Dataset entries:
Content starts

PR #688, opened 2023-02-21
Validate seq json file upload

### LINKED ISSUE #552: Validate seq JSON against the seq JSON schema for sequence editor
Currently the user sequence editor allows uploading invalid seq JSON which fails the user sequence generation. We should use the seq JSON schema to validate the incoming seq JSON and notify the user of validation errors if they occur.

cohansen:
* **Tickets addressed:** Closes #552.
* **Review:** By commit

## Description
This runs a validate on the user uploaded seqjson to make sure it matches the current schema we're using. I'm not super happy with the unit test I added, so if someone has a better idea for expecting the API to throw an error I'm all ears.

## Verification
Did manual testing and also added a unit test to include some invalid seqjson.

## Documentation
NA

## Future work
I commented out some currently broken seqjson upload tests that need to be reworked once we fix the import format for seqjson.

### DIFF
--- a/sequencing-server/src/app.ts
+++ b/sequencing-server/src/app.ts
@@ -1,4 +1,6 @@
 import * as ampcs from '@nasa-jpl/aerie-ampcs';
+import Ajv from 'ajv/dist/2020.js';
+import schema from '@nasa-jpl/seq-json-schema/schema.json' assert { type: 'json' };
 import type { CacheItem, UserCodeError } from '@nasa-jpl/aerie-ts-user-code-runner';
 import { Result } from '@nasa-jpl/aerie-ts-user-code-runner/build/utils/monads.js';
 import bodyParser from 'body-parser';
@@ -911,16 +913,36 @@ app.post('/bulk-get-seqjson-for-seqid-and-simulation-dataset', async (req, res, 
  */
 app.post('/get-edsl-for-seqjson', async (req, res, next) => {
   const seqJson = req.body.input.seqJson as SeqJson;
+  const validate = new Ajv({ strict: false }).compile(schema);
+
+  if (!validate(Sequence.fromSeqJson(seqJson))) {
+    throw new Error(
+      `POST /bulk-get-edsl-for-seqjson: Uploaded sequence JSON is invalid and does not match the current spec`,
+    );
+  }
 
   res.json(Sequence.fromSeqJson(seqJson).toEDSLString());
+
   return next();
 });
 
 // Generate Sequence EDSL from many sequence JSONs
 app.post('/bulk-get-edsl-for-seqjson', async (req, res, next) => {
   const seqJsons = req.body.input.seqJsons as SeqJson[];
+  const validate = new Ajv({ strict: false }).compile(schema);
 
-  res.json(seqJsons.map(seqJson => Sequence.fromSeqJson(seqJson).toEDSLString()));
+  res.json(
+    seqJsons.map(seqJson => {
+      if (!validate(Sequence.fromSeqJson(seqJson))) {
+        throw new Error(
+          `POST /bulk-get-edsl-for-seqjson: Uploaded sequence JSON is invalid and does not match the current spec`,
+        );
+      }
+
+      return Sequence.fromSeqJson(seqJson).toEDSLString();
+    }),
+  );
+
   return next();
 });
 
--- a/sequencing-server/test/seqjson-to-edsl.spec.ts
+++ b/sequencing-server/test/seqjson-to-edsl.spec.ts
@@ -59,41 +59,41 @@ describe('getEdslForSeqJson', () => {
 
   it('should throw an error if the user uploads an invalid seqjson', async () => {
     try {
-      await graphqlClient.request<{
-        getEdslForSeqJson: string;
-      }>(
-        gql`
-          query GetEdslForSeqJson($seqJson: SequenceSeqJsonInput!) {
-            getEdslForSeqJson(seqJson: $seqJson)
-          }
-        `,
-        {
-          seqJson: {
-            id: 'test_00001',
-            metadata: {},
-            steps: [
-              {
-                // expansion 1
-                type: 'command',
-                stem: 'BAKE_BREAD',
-                time: { type: TimingTypes.COMMAND_COMPLETE },
-                args: [],
-                metadata: {},
-              },
-              {
-                type: 'command',
-                stem: 'PREHEAT_OVEN',
-                time: { type: TimingTypes.ABSOLUTE, tag: '2020-060T03:45:19.000Z' },
-                args: [100],
-                metadata: {},
-              },
-            ],
+      expect(
+        await graphqlClient.request<{
+          getEdslForSeqJson: string;
+        }>(
+          gql`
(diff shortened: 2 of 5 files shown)


sequencing-server/test/seqjson-to-edsl.spec.ts
```diff
@@ -54,8 +55,49 @@ describe('getEdslForSeqJson', () => {
   });`,
     );
   });
+    */
+
+  it('should throw an error if the user uploads an invalid seqjson', async () => {
+    try {
+      await graphqlClient.request<{
```
dyst5422: [Try expect().rejects](https://stackoverflow.com/questions/47144187/can-you-write-async-tests-that-expect-tothrow)

sequencing-server/src/app.ts
```diff
@@ -902,16 +904,36 @@ app.post('/bulk-get-seqjson-for-seqid-and-simulation-dataset', async (req, res,
...
+
+  res.json(
+    seqJsons.map(seqJson => {
+      if (!validate(Sequence.fromSeqJson(seqJson))) {
+        throw new Error(
+          `POST /bulk-get-edsl-for-seqjson: Uploaded sequence JSON is invalid and does not match the current spec`,
+        );
+      }
+
+      return Sequence.fromSeqJson(seqJson).toEDSLString();
```
dyst5422, line 942: Thoughts on having the validation done inside Sequence.fromSeqJson so we are sure to validate any usage? Are we using that in cases where we might want best-effort conversion and not validate?

cohansen: I thought about putting it inside `fromSeqJson` but I was worried about introducing `Ajv` and the schema as dependencies inside the preface. I suppose we could pass those in if we wanted to validate inside that function though.

Any thoughts @goetzrrGit ?

dyst5422: Very good point I hadn't considered.

Since fromSeqJson is a static function, we could split fromSeqJson out into a separate function outside the preface and include the validation in it. I don't love that though as it leads to a bit of an anemic domain model. Passing an optional validator a la DI to fromSeqJson would be another option, but it requires carrying that DI around with us or doing partial application and managing that.

I'm not really in love with any of those other options and don't think they have material benefits over the current implementation. Really interested in what other creative thoughts others have though.

sequencing-server/test/seqjson-to-edsl.spec.ts
```diff
@@ -54,8 +55,49 @@ describe('getEdslForSeqJson', () => {
   });`,
     );
   });
+    */
+
+  it('should throw an error if the user uploads an invalid seqjson', async () => {
+    try {
```
dyst5422, line 61: You shouldn't need the try-catch anymore, and I suspect you may need to await the expect() call to ensure the test runner waits for the expectation to resolve.

100% spitballing based on experience and not running these tests though, so if you're seeing otherwise, that's great!

cohansen: Yeah, I tried removing the try-catch but it still threw the error, so I just left it to keep the testing logs clean!

dyst5422: I suspect that means the test is not setup correctly. You're awaiting inside the expect, which would end up throwing out of the expect call and so you aren't actually making any assertions in the test. What you want is to pass the Promise to expect rather than the result of that promise.

Try this
```typescript
it('should throw an error if the user uploads an invalid seqjson', async () => {
 await expect(
   graphqlClient.request<{
     getEdslForSeqJson: string;
   }>(
     gql`
       query GetEdslForSeqJson($seqJson: SequenceSeqJsonInput!) {
         getEdslForSeqJson(seqJson: $seqJson)
       }
     `,
     {
       seqJson: {
         id: 'test_00001',
         metadata: {},
         steps: [
           {
             // expansion 1
             type: 'command',
             stem: 'BAKE_BREAD',
             time: { type: TimingTypes.COMMAND_COMPLETE },
             args: [],
             metadata: {},
           },
           {
             type: 'command',
             stem: 'PREHEAT_OVEN',
             time: { type: TimingTypes.ABSOLUTE, tag: '2020-060T03:45:19.000Z' },
             args: [100],
             metadata: {},
           },
         ],
       },
     },
   ),
 ).rejects.toThrow();
});
```

sequencing-server/tsconfig.json
```diff
@@ -1,7 +1,14 @@
...
-  "exclude":["sequencing_file_store", "build","cdict"],
+  "exclude": [
+    "sequencing_file_store",
+    "build",
+    "cdict"
+  ],
   "compilerOptions": {
-    "lib": ["es2022"]
+    "lib": [
+      "esnext"
```
goetzrrGit, line 10: Are there any potential problems with using `esnext`? This version is essentially the next iteration before it becomes finalized as es2023.

Have you considered importing the schema using the following method instead?

```
"compilerOptions": {
    "resolveJsonModule" : true,
    "lib": ["es2022"]
  }
```

goetzrrGit (approved):
Although it is not possible to include the validation in the preface, we can still perform the check during the upload process on the server. By doing so, we can reject any invalid inputs before calling fromSeqJson.

sequencing-server/tsconfig.json
cohansen: I haven't seen any, yeah I originally tried with `es2022` but it didn't work for the schema import.

goetzrrGit (changes requested):
Sorry meant to click `Request Changes' not `Approve`

sequencing-server/tsconfig.json
goetzrrGit: Even with`"resolveJsonModule" : true`

dyst5422: That's surpising to me because I have definitely done the json module resolution with versions far prior to es2022.

camargo: Does it work without the import assertion (`assert { type: 'json' }`)?

cohansen: Yeah, I added `"resolveJsonModule": true` first before trying `esnext`.
`src/app.ts(3,60): error TS2821: Import assertions are only supported when the '--module' option is set to 'esnext' or 'nodenext'.`

No @camargo , it errors without the assertion.

dyst5422: Import assertions are notoriously poorly/weirdly supported.

camargo: Have you tried removing the import assertion and using `"esModuleInterop": true` as well?

camargo: Yeah I've def done json imports on past ES versions as well. Not sure why this is not working for `es2022`.

goetzrrGit: we can always use // @ts-ignore :P

cohansen: @camargo Just tried and it doesn't work either 😅

goetzrrGit: Although this seems to be the only viable option currently available, we can go ahead and approve it. Let's stay alert for the release of es2023 so we can switch to that version, should it become available.

goetzrrGit (approved):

Content ends

▶ TASK BRIEF
Say the number of lines above that include "tried", and only that.

▶ FINAL ANSWER
4